In May this year, Andres Korin, 41, boarded an easyJet flight bound for Nice, France, after a three-hour delay at the airport. But while he and his family queued at the airlift, the flight was cancelled.
“People had already boarded the plane and sat down when they canceled it. No one could get a straight answer from easyJet as to what was going on,” said Mr. Corin.
It came 24 hours after a software bug forced the airline to cancel about 200 flights across the country, for which it had encouraged passengers to claim compensation in accordance with standard regulations.
The family postponed the holiday and easyJet issued a refund and paid £76 in compensation to cover the cost of a taxi back from the airport.
But Mr Korin’s claim for £880 in compensation – £220 per family member booked on the flight – was rejected by easyJet, who blamed the fiasco on an “extraordinary event” beyond its control. The airline said the delay and cancellation were due to issues with air traffic control at Gatwick, for which it was not required to pay compensation.
An easyJet spokesperson said: “We are sorry that Mr Korin’s flight was canceled due to delays caused by air traffic control restrictions, causing our crew to reach their maximum safety-regulated operating hours.
“While this was beyond our control, we would like to apologize to our customers for the inconvenience caused.”
But as The Telegraph approached Gatwick airport, a spokesman said the air traffic control restrictions were in effect for arriving flights for only two short periods that day.
He added: “The impact on flights was considered low, so it would be surprising if this was the cause of this canceled flight.”

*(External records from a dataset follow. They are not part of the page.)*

PR #51, opened 2026-05-12
20 favorites    backend endpoints

### LINKED ISSUE #20: Favorites --  backend endpoints
POST /users/me/favorites/:sportId — add favorite sport
DELETE /users/me/favorites/:sportId — remove favorite sport
GET /users/me/favorites — return user's favorite sports list

JuriRappold:
# Implementation of Favorites endpoints
Implementation of Favorites endpoints: the adding, deleting, and receiving of favorites for a logged in User. This also includes input validation for favorites and the minor changes by gunnar.
First the three endpoints: read, create, delete.
Then Example responses on success and failure.
Closes #20 

## Getting a Profiles Favorite
Request: GET request to `/api/users/me/favorites`

Response on success: a 200 w/ an `ApiResponse<ActivityDto[]>` object in the res.body

Response on failure:
	-> a 404 for not found
	-> a 500 for DB issues
	-> a 400 for an invalid profileId input (shouldn't be triggered, the auth middleware should catch before that)

## Sending a new Favorite
Request: POST request to `/api/users/me/favorites/:activityId`

Response on success: a 201 w/ an `ApiResponse<ActivityDto>` object in the res.body

Response on failure:
	-> a 400 for invalid ids, the zod parsing failed (either activity or profile)
	-> a 500 for DB issues

## Deleting a Favorite
Request: DELETE request to `/api/users/me/favorites/:activityId`

Response on success: a 204 response (with no body)

Response on failure:
	-> a 400 for invalid ids, the zod parsing failed (either activity or profile)
	-> a 500 for DB issues

### Sending a new Favorite

```JSON
{
  "status": "success",
  "data": {
    "id": "a6842e57-0be4-4a0f-8e6f-b4ae13520326",
    "name": "Basketball",
    "description": "Basketball session",
    "location": "Location 3",
    "maxCapacity": 14,
    "defaultStatus": "ACTIVE",
    "notes": null,
    "createdAt": "2026-05-11T16:12:24.157Z",
    "updatedAt": "2026-05-11T16:12:24.157Z",
    "leaders": [
      {
        "profileId": "b4624640-26a6-4040-8d3d-5ec0778a0cde",
        "activityId": "a6842e57-0be4-4a0f-8e6f-b4ae13520326"
      }
    ],
    "timeSlots": [
      {
        "id": "e350c4bb-d7b5-49ef-952a-fa3c35649caf",
        "activityId": "a6842e57-0be4-4a0f-8e6f-b4ae13520326",
        "weekday": "MONDAY",
        "startTime": "1970-01-01T14:00:00.000Z",
        "endTime": "1970-01-01T15:00:00.000Z"
      },
      {
        "id": "6e542c12-bdb3-450c-a070-910d08448a6d",
        "activityId": "a6842e57-0be4-4a0f-8e6f-b4ae13520326",
        "weekday": "TUESDAY",
        "startTime": "1970-01-01T15:00:00.000Z",
        "endTime": "1970-01-01T16:00:00.000Z"
      }
    ]
  }
}
```
### Getting your Favorites

```JSON
{
  "status": "success",
  "data": [
    {
      "id": "40cc5b24-4761-42ea-9be5-3a36c262658b",
      "name": "Swimming",
      "description": "Swimming session",
      "location": "Location 4",
      "maxCapacity": 16,
      "defaultStatus": "ACTIVE",
      "notes": null,
      "createdAt": "2026-05-11T16:12:24.158Z",
      "updatedAt": "2026-05-11T16:12:24.158Z",
      "leaders": [
        {
          "profileId": "49f33b55-8bb9-4700-839a-0f9209ab4c4b",
          "activityId": "40cc5b24-4761-42ea-9be5-3a36c262658b"
        }
      ],
      "timeSlots": [
        {
          "id": "4ca4a51b-2f08-4fc9-817c-a0435b9b9549",
          "activityId": "40cc5b24-4761-42ea-9be5-3a36c262658b",
          "weekday": "FRIDAY",
          "startTime": "1970-01-01T17:00:00.000Z",
          "endTime": "1970-01-01T18:00:00.000Z"
        }
      ]
    }
  ]
}
```

### Invalid Id format

```JSON
{
  "error": "Invalid ids: [\n  {\n    \"origin\": \"string\",\n    \"code\": \"invalid_format\",\n    \"format\": \"uuid\",\n    \"pattern\": \"/^([0-9a-fA-F]{8}-[0-9a-fA-F]{4}-[1-8][0-9a-fA-F]{3}-[89abAB][0-9a-fA-F]{3}-[0-9a-fA-F]{12}|00000000-0000-0000-0000-000000000000|ffffffff-ffff-ffff-ffff-ffffffffffff)$/\",\n    \"path\": [\n      \"activityId\"\n    ],\n    \"message\": \"Invalid UUID\"\n  }\n]",
  "statusCode": 400
}
```

### No Favorite Activities

```JSON
{
  "error": "You don't have any favorite Activities! :(",
  "statusCode": 404
}
```

### Not an Activity Id

```JSON
{
  "error": "Not found. Invalid id: 00cc5b24-4761-42ea-9be5-3a36c262658b",
  "statusCode": 404
}
```


server/prisma/schema.prisma
```diff
@@ -1,3 +1,4 @@
+// chatgpt refactored schema
```
JuriRappold:
```suggestion
```
Forgot to delete... :)

server/src/db/readQueries.ts
```diff
@@ -1,15 +1,24 @@
...
+export class READ{
+
 
-export class READ {
     /**
      * Purpose: returns the current schedule of the week
      * @return (Schedule&Activity)[] OR undefined ==> see anyWeekSchedule(date: Date) for more details
      */
-    static async currentSchedule(): Promise<ScheduleModel[] | undefined> {
+    static async currentSchedule(): Promise<Schedule[] | undefined>
```
JuriRappold:
```suggestion
```
minor formatting

server/src/db/readQueries.ts
```diff
@@ -1,15 +1,23 @@
...
+export class READ{
+
 
-export class READ {
     /**
      * Purpose: returns the current schedule of the week
      * @return (Schedule&Activity)[] OR undefined ==> see anyWeekSchedule(date: Date) for more details
      */
-    static async currentSchedule(): Promise<ScheduleModel[] | undefined> {
+    {
```
JuriRappold:
```suggestion
    static async currentSchedule(): Promise<ScheduleModel[] | undefined> {
```

server/src/db/readQueries.ts
```diff
@@ -113,10 +166,28 @@ export class READ {
         return activities;
     }
 
-    static async findUserByEmail(email: string) {
```
JuriRappold, line 116: Moved up in my file, so it still exists

server/src/controllers/user.controller.ts
```diff
@@ -0,0 +1,86 @@
...
+        let deletedFavorite: ActivityDto | undefined
+        try {
+            deletedFavorite = await DELETE.deleteFavorite(ids)
+        } catch (error) {
+            throw ApiError.notFound(`Not found. Invalid id: ${ids.activityId}`)
+        }
+        if(!deletedFavorite){
+            throw ApiError.internal(`Something went wrong in the DB: ${deletedFavorite}`);
+        } else{
+            res.status(204).json({status: "success", data: null});
```
jasminerezai: 204 means "No Content", shouldn't send a body with it. Either change to res.status(200).json(...) or res.status(204).send() with no body.

jasminerezai (changes requested):

server/src/controllers/user.controller.ts
```diff
@@ -0,0 +1,86 @@
+import {ApiError} from "../utils/ApiError";
+import {Request, Response} from "express";
+import {asyncHandler} from "../middleware/asyncHandler";
+import {READ, CREATE, DELETE} from '../db/queries';
+import {CreateFavoriteSchema, DeleteFavoriteSchema, isUUID} from "../validators";
+import {ApiResponse, FavoriteCreateDelete, ActivityDto} from "../types";
+
+const getFavorites = asyncHandler(
```
gunnarwrld, line 8: I think the UUID guard on `profileId` is kinda redundant.

`req.user.id` comes from the JWT payload, which was verified already by `authMiddleware` before this handler even runs. If the token is valid, the `id` is a valid UUID by definition (`authMiddleware` would have already thrown `ApiError.unauthorized` if not.)

Myabe is better to remove the entire `if(isUUID(profileId)) / else` block, and leave it like:

  `const profileId = req.user.id;
  const favorites = await READ.activitiesFavoritedBy(profileId);
  if (!favorites.length) throw ApiError.notFound("You don't have any favorite Activities!");
  res.status(200).json({ status: "success", data: favorites });`

The "negative length" else branch is not necesary imo (`Array.length` will never negative).

server/src/controllers/user.controller.ts
```diff
@@ -0,0 +1,86 @@
...
+
+    if(!ids){
+        throw ApiError.internal(`Error was not caught by try-catch`)
+    }
+    else{
+        let newFavorite: ActivityDto
+        try {
+            newFavorite = await CREATE.newFavorite(ids)
+        } catch(error){
+            throw ApiError.notFound(`Not found. Invalid id: ${ids.activityId}`)
```
gunnarwrld: Catching a DB error and re-throwing as `ApiError.notFound` is not the correct approach. A DB error could be a connection issue, a constraint violation, or an internal failure, not necessarily "Not found".

The Prisma error P2025 (record not found on a foreign key) is the only case that maps to 404.
All other Prisma errors should bubble up to `errorHandler` as a 500.
The correct pattern is to NOT wrap Prisma calls in `try/catch` inside the handler.

Let `asyncHandler` forward the rejection to `errorHandler`.

If you need to distinguish P2025:

     `import { Prisma } from '../generated/prisma';
     try {
       newFavorite = await CREATE.newFavorite(ids);
     } catch (error) {
       if (error instanceof Prisma.PrismaClientKnownRequestError && error.code === 'P2025')
         throw ApiError.notFound(`Not found. Invalid id: ${ids.activityId}`);
       throw error; // let errorHandler handle the rest
     }`

server/src/controllers/user.controller.ts
```diff
@@ -0,0 +1,86 @@
...
+    async (req: Request<{ activityId: string; }>, res: Response<ApiResponse<ActivityDto>>) => {
+    let ids: FavoriteCreateDelete | null;
+    try{
+        ids = CreateFavoriteSchema.parse({profileId: req.user.id, activityId: req.params.activityId})
+    } catch(error){
+        console.error(error);
+        throw ApiError.badRequest(`Invalid ids: ${error}`)
+    }
+
+    if(!ids){
```
gunnarwrld: The `if(!ids)` guard after the `try/catch` is unreachable. If Zod parsing throws,the catch block re-throws an `ApiError` before reaching this line. `ids` is never null here. Better to remove it.

server/src/controllers/user.controller.ts
gunnarwrld: Agree here!

server/src/controllers/user.controller.ts
```diff
@@ -0,0 +1,86 @@
...
+        }
+        if(!newFavorite){
+            throw ApiError.internal(`Something went wrong in the DB: ${newFavorite}`);
+        } else{
+            res.status(201).json({status: "success", data: newFavorite});
+        }
+    }
+})
+
+const deleteFavorites = asyncHandler(
```
gunnarwrld, line 28: Same two issues as `newFavorites`, same fixes should also be applied here!

server/src/controllers/user.controller.ts
gunnarwrld: Some HTTP clients silently discard it, but it's technically invalid and can break certain proxies.
As Jasmine said, maybe use `res.status(204).send()`.
The PR description correctly states "a 204 response (with no body)". The implementation contradicts itself haha.

server/src/controllers/user.controller.ts
```diff
@@ -0,0 +1,86 @@
...
+
+});
+
+const newFavorites = asyncHandler(
+    async (req: Request<{ activityId: string; }>, res: Response<ApiResponse<ActivityDto>>) => {
+    let ids: FavoriteCreateDelete | null;
+    try{
+        ids = CreateFavoriteSchema.parse({profileId: req.user.id, activityId: req.params.activityId})
+    } catch(error){
+        console.error(error);
```
gunnarwrld: `console.error(error)` in the Zod catch blocks could lead to a production log leak.

The raw Zod error object will be printed to stdout in production, which can expose internal schema details.

Maybe remove the `console.error` calls. The `ApiError.badRequest` message already surfaces the relevant information to the client.

server/src/db/readQueries.ts
```diff
@@ -71,9 +80,34 @@ export class READ {
...
+            select: {
+                activity: {
+                    include: {
+                        leaders: true,
+                        timeSlots: true
+                    }
+                }
+            }
+        })
+        //unsure about the satisfies keyword here: satisfies ActivityDto[]
```
gunnarwrld, line 104: The map is correct!!

`favorite?.map(a => a.activity)` returns `ActivityDto[]` because the select shape matches.

The optional chaining on `favorite?.` is also unnecessary: `prisma.favorite.findMany()` always returns an array (never `null/undefined`), so `favorite.map(...)` is always safe.

You can replace the optional chain with:
  `return favorites.map(a => a.activity);`
Maybe rename the variable to favorites for clarity?!

server/src/types/favorites.types.ts
```diff
@@ -0,0 +1,3 @@
+import {Favorite} from '../generated/prisma'
+
+export type FavoriteCreateDelete = Pick<Favorite, 'activityId' | 'profileId'>;
```
gunnarwrld: Here i just found a missing newline at end of file (flagged by the github too).
Minor but it'll cause a lint warning in CI and generates a noisy diff on every future edit of this file.
Same issue in `validators/index.ts`.

server/src/validators/favorites.validator.ts
```diff
@@ -0,0 +1,21 @@
+import * as z from 'zod';
+const IdSchema = z.uuid();
+
+
+export const CreateFavoriteSchema = z.object({
```
gunnarwrld: `CreateFavoriteSchema` and `DeleteFavoriteSchema` are identical. Maybe merge them into a single `FavoriteSchema`?! something like:

  `export const FavoriteSchema = z.object({
    profileId: z.uuid(),
    activityId: z.uuid()
  });`

  `export const CreateFavoriteSchema = FavoriteSchema;`
  `export const DeleteFavoriteSchema = FavoriteSchema;`

Or just export `FavoriteSchema` once and use it in both controller handlers.

server/src/db/readQueries.ts
```diff
@@ -94,15 +128,34 @@ export class READ {
...
+
+    /**
+     * returns user based of their unique email
+     * QUESTION: include favorites & participationLog? --> active loading OR lazy loading
+     * @param email string
+     * @return Promise<ProfileModel | undefined>
+     *     ---> ProfileModel: successful query
+     *     ---> undefined: unsuccessful query
+     */
+    static async findUserByEmail(email: string) {
```
gunnarwrld, line 145: Here `findUserByEmail` returns the full Profile row, which includes the password field.
This is flagged as a known risk in the codebase conventions (`schema.prisma`: field is `password` not `passwordHash`).

This function is currently only used in auth (login), where the password is needed for `bcrypt.compare.
That's fine. Since this query isn't used anywhere yet, add a select that excludes password before it gets wired up.

Add a comment:
  // NOTE: returns password hash — only use in auth context, never send response directly

gunnarwrld (changes requested):
Hey Juri! Overall solid PR: the Prisma query design is clean, the barrel/types pattern has been correctly followed, and the route wiring is straightforward. A few things to fix before this merges but that is basically it!

jasminerezai:
Good job Juri and good catches Gunnar!

server/src/routes/user.routes.ts
```diff
@@ -0,0 +1,31 @@
+import { Router } from 'express';
+import { ProfileRole } from '../db/prisma';
+import { controller as userController} from '../controllers/user.controller';
+import { authMiddleware, restrictToMinRole } from "../middleware/auth";
+
+const userRoutes = Router();
+
+//For every route: check if the user is logged In and a member
+userRoutes.use(authMiddleware)
+userRoutes.use(restrictToMinRole(ProfileRole.MEMBER))
```
gunnarwrld: As we talked on discord you can just keep `userRoutes.use(authMiddleware)` and go ahead and delete this line. The individual routes that need stricter roles like LEADER-only endpoints will layer on their own `restrictToMinRole` calls.

server/src/controllers/user.controller.ts
JuriRappold: Yeah, maybe ill add a error type checker. So if its not found it returns 404, else 500

JuriRappold: Removed the try catch and will let it just bubble up to the `errorHandler`

server/src/controllers/user.controller.ts
```diff
@@ -2,53 +2,28 @@ import {ApiError} from "../utils/ApiError";
...
-            res.status(200).json({status: "success", data: favorites})
-        } else { //negative length
-            throw ApiError.internal(`Something went Wrong: favorites.length=${favorites.length}\nfavorites-obj:${favorites}`);
-        }
-    } else{
-        throw ApiError.badRequest(`The provided User has an invalid id: ${profileId}`);
-    }
-
+    const favorites: ActivityDto[] = await READ.activitiesFavoritedBy(profileId);
+    if (!favorites.length) throw ApiError.notFound("You don't have any favorite Activities! :(");
```
jasminerezai: `READ.activitiesFavoritedBy()` already returns an array, and an empty array is still a valid successful response.

With this check, users who simply have no favorites receive a `404` instead of `200` with `data: [ ]`.

I’d recommend removing the throw and letting the normal success response handle empty results as well.

jasminerezai (commented):
Good job Juri, just remove that one line :))

server/src/controllers/user.controller.ts
jasminerezai: I think this could also cause issues for the UI/frontend side.

jasminerezai (approved):

server/src/controllers/user.controller.ts
```diff
@@ -0,0 +1,45 @@
...
+    async (req: Request<{ activityId: string; }>, res: Response<ApiResponse<null>>) => {
+    let ids: FavoriteCreateDelete | null;
+    try{
+        ids = DeleteFavoriteSchema.parse({profileId: req.user.id, activityId: req.params.activityId})
+    } catch(error){
+        throw ApiError.badRequest(`Invalid ids: ${error}`)
+    }
+    const deletedFavorite: ActivityDto = await DELETE.deleteFavorite(ids);
+    if(!deletedFavorite) throw ApiError.internal(`Something went wrong in the DB: ${deletedFavorite}`);
+    res.status(200).json({status: "success", data: null});
```
gunnarwrld: here `deleteFavorites` still responds with `res.status(200)` instead of `res.status(204)`.

gunnarwrld (commented):
Hey Juriii, Big improvement from the last round, the  `getFavorites`  simplification is clean, the duplicate schemas are resolved, and the  `restrictToMinRole`  note was a good catch. There is just one small thing to fix and that's it!

server/src/controllers/user.controller.ts
JuriRappold: yeah, but I have a response body. I initially had `res.status(204).json({status: "success", data: null});`, but then Jasmine correctly pointed out that the 204 response code doesn't have a body. I used the same format as Jasmine did for the activity deletion endpoint. So either we have: `res.status(200).json({status: "success", data: null})`; or `res.status(204).send();`, we should stick to either or.

JuriRappold: Note the new commit

jasminerezai (approved):
Looks good overall! Just waiting on the 200 or 204 decision above and then we're good to merge

server/src/controllers/user.controller.ts
jasminerezai: I think we should keep it `res.status(200).json({status: "success", data: null})` because when you make a request it's nicer to see a response instead of nothing. @gunnarwrld

JuriRappold: But a `res.status(204).send()` does the same thing. I think I prefer the 204-status-code. They're both equivalent in meaning, but I think it might be easier to just parse the status code out of the response in the frontend to confirm deletion.

And sending the activity, I'd argue, doesn't make a lot of sense, since the user would have to click on the activity in some way, shape, or form, meaning the user already has the activity --> no need to send it again. (so a `res.status(200).json({status: "success", data: deleted})` doesn't make any sense tbh. @gunnarwrld

server/src/controllers/user.controller.ts
```diff
@@ -26,7 +26,7 @@ const newFavorites = asyncHandler(
 })
 
 const deleteFavorites = asyncHandler(
-    async (req: Request<{ activityId: string; }>, res: Response<ApiResponse<null>>) => {
+    async (req: Request<{ activityId: string; }>, res: Response<ApiResponse<ActivityDto>>) => {
```
JuriRappold, line 29:
```suggestion
async(req: Request<{ activityId: string; }>, res: Response) => {
```

server/src/controllers/user.controller.ts
```diff
@@ -35,7 +35,7 @@ const deleteFavorites = asyncHandler(
     }
     const deletedFavorite: ActivityDto = await DELETE.deleteFavorite(ids);
     if(!deletedFavorite) throw ApiError.internal(`Something went wrong in the DB: ${deletedFavorite}`);
-    res.status(200).json({status: "success", data: null});
+    res.status(200).json({status: "success", data: deletedFavorite});
```
JuriRappold:
```suggestion
res.status(204).send();
```

JuriRappold (commented):
@gunnarwrld just need your feedback :)

server/src/controllers/user.controller.ts
jasminerezai: Yeah, that’s fair. I mainly just wanted to point out that a `204` response can’t include a body. So either:

```
res.status(204).send()
```

or

```
res.status(200).json({ status: "success", data: null })
```

are both valid, we should just stay consistent across the API.

jasminerezai:
Got OK from Juri. Made the 204 fix on your branch since he's busy atm. Merging now so we're ready for today's presentation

It is a stalemate in which thousands of passengers become entangled in the middle of the year. Travelers can claim compensation if a flight is delayed by more than three hours or has been canceled at short notice, but only if it is caused by a problem within the airline’s control, such as technical problems and wear and tear on the aircraft.
But in the event of an “extraordinary event”, such as safety, natural disasters and air traffic control problems, the airline is relieved of responsibility and customers have no option for compensation.
Frank Brehany, a consumer rights expert, said: “The excuse of ‘extraordinary circumstances’ is not intended to cover any reason – the purpose of the defense is to cover events that could not be seen or predicted.”
Passengers claim that airlines made the damage worse by ignoring their requests for compensation for months. Mr Korin said he chased easyJet for a response after 45 days, despite the company’s terms and conditions that it would reply within 28 days.
Mr Hobbs said the Civil Aviation Authority, the regulatory body, needed stronger powers and a new ombudsman to mediate disputes.